PR #4655, opened 2024-10-23
fix test flakiness by useing busybox instead of ubuntu images 

wdbaruni:
Flakiness seems related to buildkite taking too long to pull images uses in tests, where we mainly use ubuntu. 

Udit mentioned that there are certain times of the day where buildkite tests were failing more than others, and this might explain why. During peek hours, buildkite network bandwidth might become limited and takes longer to fetch resources

This PR  changes from ubuntu to busybox for most tests, but it is werid that buildkite is pulling images multiple times instead of reusing them

### DIFF
--- a/cmd/cli/docker/docker_run_test.go
+++ b/cmd/cli/docker/docker_run_test.go
@@ -354,7 +354,8 @@ func (s *DockerRunSuite) TestTruncateReturn() {
 			ctx := context.Background()
 			_, out, err := s.ExecuteTestCobraCommand(
 				"docker", "run",
-				"busybox:latest", "--", "perl", "-e", fmt.Sprintf(`print "=" x %d`, tc.inputLength),
+				"busybox:latest", "--", "sh", "-c",
+				fmt.Sprintf(`yes "=" | tr -d "\n" | head -c %d`, tc.inputLength),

::::::::

What the task requires
Find the line with "-354,7 +354,8 @@". Transcribe it and every line after it exactly, through the end of the records above, and nothing else.

Written solution
@@ -354,7 +354,8 @@ func (s *DockerRunSuite) TestTruncateReturn() {
 			ctx := context.Background()
 			_, out, err := s.ExecuteTestCobraCommand(
 				"docker", "run",
-				"busybox:latest", "--", "perl", "-e", fmt.Sprintf(`print "=" x %d`, tc.inputLength),
+				"busybox:latest", "--", "sh", "-c",
+				fmt.Sprintf(`yes "=" | tr -d "\n" | head -c %d`, tc.inputLength),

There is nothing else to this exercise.